PR #1068, opened 2023-10-23
fixes #1051 (rename `lim_sup` -> `limn_sup`)

### LINKED ISSUE #1051: `lim_sup` -> `limn_sup`
https://github.com/math-comp/analysis/blob/9fbd7cd0641431c0665c240f09e2ab3f7387cfba/theories/sequences.v#L2152

Would it be ok to rename `lim_sup` to `limn_sup`?
I am asking because there are "lim_sup" lemmas for `realType` in the pipeline
and it might be better to name these ones `lim_sup` (and not, say, `limr_sup`).
This also corresponds to the `limn` naming that the HB version of MathComp-Analysis is using.
Of course, a more unified mechanism would be better but that's another story for a bit later.

affeldt-aist:

fixes #1051

as (briefly) discussed during the last meeting https://github.com/math-comp/analysis/wiki/2023-10-16-Meeting

##### Things done/to do

### DIFF
--- a/theories/lebesgue_measure.v
+++ b/theories/lebesgue_measure.v
@@ -1562,15 +1562,15 @@ move=> _ [_ [x ->] <-]; rewrite infs_preimage // setI_bigcupr.
 by apply: bigcup_measurable => k /= nk; apply: mf => //; exact: measurable_itv.
 Qed.
 
-Lemma measurable_fun_lim_sup D (h : (T -> R)^nat) :
+Lemma measurable_fun_limn_sup D (h : (T -> R)^nat) :
   (forall t, D t -> has_ubound (range (h ^~ t))) ->
   (forall t, D t -> has_lbound (range (h ^~ t))) ->
   (forall n, measurable_fun D (h n)) ->
-  measurable_fun D (fun x => lim_sup (h ^~ x)).
+  measurable_fun D (fun x => limn_sup (h ^~ x)).
 Proof.
 move=> f_ub f_lb mf.
 have : {in D, (fun x => inf [set sups (h ^~ x) n | n in [set n | 0 <= n]%N])
-              =1 (fun x => lim_sup (h^~ x))}.
+              =1 (fun x => limn_sup (h^~ x))}.
   move=> t; rewrite inE => Dt; apply/esym/cvg_lim; first exact: Rhausdorff.
   rewrite [X in _ --> X](_ : _ = inf (range (sups (h^~t)))).
     by apply: cvg_sups_inf; [exact: f_ub|exact: f_lb].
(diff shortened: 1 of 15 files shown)


affeldt-aist:
TODO: add only parsing to deprecated notations!

affeldt-aist:
@CohenCyril the renaming is as we discussed during the last meeting, plus one name change that I made to be more uniform between the real and the ereal versions
I put "only parsing" format info for all deprecated (they shoud have been here from the start)

theories/lebesgue_measure.v
```diff
@@ -1459,17 +1459,17 @@ End standard_measurable_fun.
 #[global] Hint Extern 0 (measurable_fun _ (fun x => x ^+ _)) =>
   solve [exact: measurable_exprn] : core.
 #[deprecated(since="mathcomp-analysis 0.6.3", note="use `measurable_exprn` instead")]
-Notation measurable_fun_sqr := measurable_exprn.
+Notation measurable_fun_sqr := measurable_exprn (only parsing).
```
CohenCyril, line 1462: I didn't know Coq accepted this... (only parsing syndefs...)

CohenCyril:
Sure! I agree with the renaming. Can you tell me why the "only parsing" for lemmas (where are they printed anyway?)

affeldt-aist:
I think that I only added them to `Notation`.

CohenCyril:
I meant: why bother putting only parsing on notations for lemma. What else than `Print` is going to display them anyway

affeldt-aist:
I'll remove them asap.

affeldt-aist:
> I'll remove them asap.

Well, in fact, besides `Print`, they are useful to have correct error display.
If you apply the lemma for which a deprecated notation is not `only parsing`,
the error will report about the deprecated notation instead of the right lemma,
which is a bit disturbing (it happens a lot with `measurable_*` lemmas).

CohenCyril:
> > I'll remove them asap.
> 
> Well, in fact, besides `Print`, they are useful to have correct error display. If you apply the lemma for which a deprecated notation is not `only parsing`, the error will report about the deprecated notation instead of the right lemma, which is a bit disturbing (it happens a lot with `measurable_*` lemmas).

I do not understand. It's good that the error is about the deprecated lemma, and that the warning notice gives the new lemma. Can you give me a concrete usecase, with a concrete error message and what's wrong with it. I tried to reproduce what you said but for me the result is unchanged whether I put `only parsing` or not...

affeldt-aist:
For example, in the current state, if you apply, say, `measurableT_comp` in the second half of `lebesgue_measure.v`, if it fails, it fails with the error
```
Error: Cannot apply lemma emeasurable_funN
```
which is a bit puzzling at first sight.
With `only parsing`, at least the error message is
```
Error: Cannot apply lemma measurableT_comp
```

CohenCyril:
Oh I undestand now!! Thanks for the clarification:

CohenCyril (approved):

CohenCyril:
This is really nontrivial, could you document it somewhere?

affeldt-aist:
> This is really nontrivial, could you document it somewhere?

What about an entry in CONTRIBUTING.md about how to write deprecated pragmas?

affeldt-aist:
I added a few sentence in `CONTRIBUTING.md`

--*--

The data above needs to be repeated exactly, line for line.

PR #1068, opened 2023-10-23
fixes #1051 (rename `lim_sup` -> `limn_sup`)

### LINKED ISSUE #1051: `lim_sup` -> `limn_sup`
https://github.com/math-comp/analysis/blob/9fbd7cd0641431c0665c240f09e2ab3f7387cfba/theories/sequences.v#L2152

Would it be ok to rename `lim_sup` to `limn_sup`?
I am asking because there are "lim_sup" lemmas for `realType` in the pipeline
and it might be better to name these ones `lim_sup` (and not, say, `limr_sup`).
This also corresponds to the `limn` naming that the HB version of MathComp-Analysis is using.
Of course, a more unified mechanism would be better but that's another story for a bit later.

affeldt-aist:

fixes #1051

as (briefly) discussed during the last meeting https://github.com/math-comp/analysis/wiki/2023-10-16-Meeting

##### Things done/to do

### DIFF
--- a/theories/lebesgue_measure.v
+++ b/theories/lebesgue_measure.v
@@ -1562,15 +1562,15 @@ move=> _ [_ [x ->] <-]; rewrite infs_preimage // setI_bigcupr.
 by apply: bigcup_measurable => k /= nk; apply: mf => //; exact: measurable_itv.
 Qed.
 
-Lemma measurable_fun_lim_sup D (h : (T -> R)^nat) :
+Lemma measurable_fun_limn_sup D (h : (T -> R)^nat) :
   (forall t, D t -> has_ubound (range (h ^~ t))) ->
   (forall t, D t -> has_lbound (range (h ^~ t))) ->
   (forall n, measurable_fun D (h n)) ->
-  measurable_fun D (fun x => lim_sup (h ^~ x)).
+  measurable_fun D (fun x => limn_sup (h ^~ x)).
 Proof.
 move=> f_ub f_lb mf.
 have : {in D, (fun x => inf [set sups (h ^~ x) n | n in [set n | 0 <= n]%N])
-              =1 (fun x => lim_sup (h^~ x))}.
+              =1 (fun x => limn_sup (h^~ x))}.
   move=> t; rewrite inE => Dt; apply/esym/cvg_lim; first exact: Rhausdorff.
   rewrite [X in _ --> X](_ : _ = inf (range (sups (h^~t)))).
     by apply: cvg_sups_inf; [exact: f_ub|exact: f_lb].
(diff shortened: 1 of 15 files shown)


affeldt-aist:
TODO: add only parsing to deprecated notations!

affeldt-aist:
@CohenCyril the renaming is as we discussed during the last meeting, plus one name change that I made to be more uniform between the real and the ereal versions
I put "only parsing" format info for all deprecated (they shoud have been here from the start)

theories/lebesgue_measure.v
```diff
@@ -1459,17 +1459,17 @@ End standard_measurable_fun.
 #[global] Hint Extern 0 (measurable_fun _ (fun x => x ^+ _)) =>
   solve [exact: measurable_exprn] : core.
 #[deprecated(since="mathcomp-analysis 0.6.3", note="use `measurable_exprn` instead")]
-Notation measurable_fun_sqr := measurable_exprn.
+Notation measurable_fun_sqr := measurable_exprn (only parsing).
```
CohenCyril, line 1462: I didn't know Coq accepted this... (only parsing syndefs...)

CohenCyril:
Sure! I agree with the renaming. Can you tell me why the "only parsing" for lemmas (where are they printed anyway?)

affeldt-aist:
I think that I only added them to `Notation`.

CohenCyril:
I meant: why bother putting only parsing on notations for lemma. What else than `Print` is going to display them anyway

affeldt-aist:
I'll remove them asap.

affeldt-aist:
> I'll remove them asap.

Well, in fact, besides `Print`, they are useful to have correct error display.
If you apply the lemma for which a deprecated notation is not `only parsing`,
the error will report about the deprecated notation instead of the right lemma,
which is a bit disturbing (it happens a lot with `measurable_*` lemmas).

CohenCyril:
> > I'll remove them asap.
> 
> Well, in fact, besides `Print`, they are useful to have correct error display. If you apply the lemma for which a deprecated notation is not `only parsing`, the error will report about the deprecated notation instead of the right lemma, which is a bit disturbing (it happens a lot with `measurable_*` lemmas).

I do not understand. It's good that the error is about the deprecated lemma, and that the warning notice gives the new lemma. Can you give me a concrete usecase, with a concrete error message and what's wrong with it. I tried to reproduce what you said but for me the result is unchanged whether I put `only parsing` or not...

affeldt-aist:
For example, in the current state, if you apply, say, `measurableT_comp` in the second half of `lebesgue_measure.v`, if it fails, it fails with the error
```
Error: Cannot apply lemma emeasurable_funN
```
which is a bit puzzling at first sight.
With `only parsing`, at least the error message is
```
Error: Cannot apply lemma measurableT_comp
```

CohenCyril:
Oh I undestand now!! Thanks for the clarification:

CohenCyril (approved):

CohenCyril:
This is really nontrivial, could you document it somewhere?

affeldt-aist:
> This is really nontrivial, could you document it somewhere?

What about an entry in CONTRIBUTING.md about how to write deprecated pragmas?

affeldt-aist:
I added a few sentence in `CONTRIBUTING.md`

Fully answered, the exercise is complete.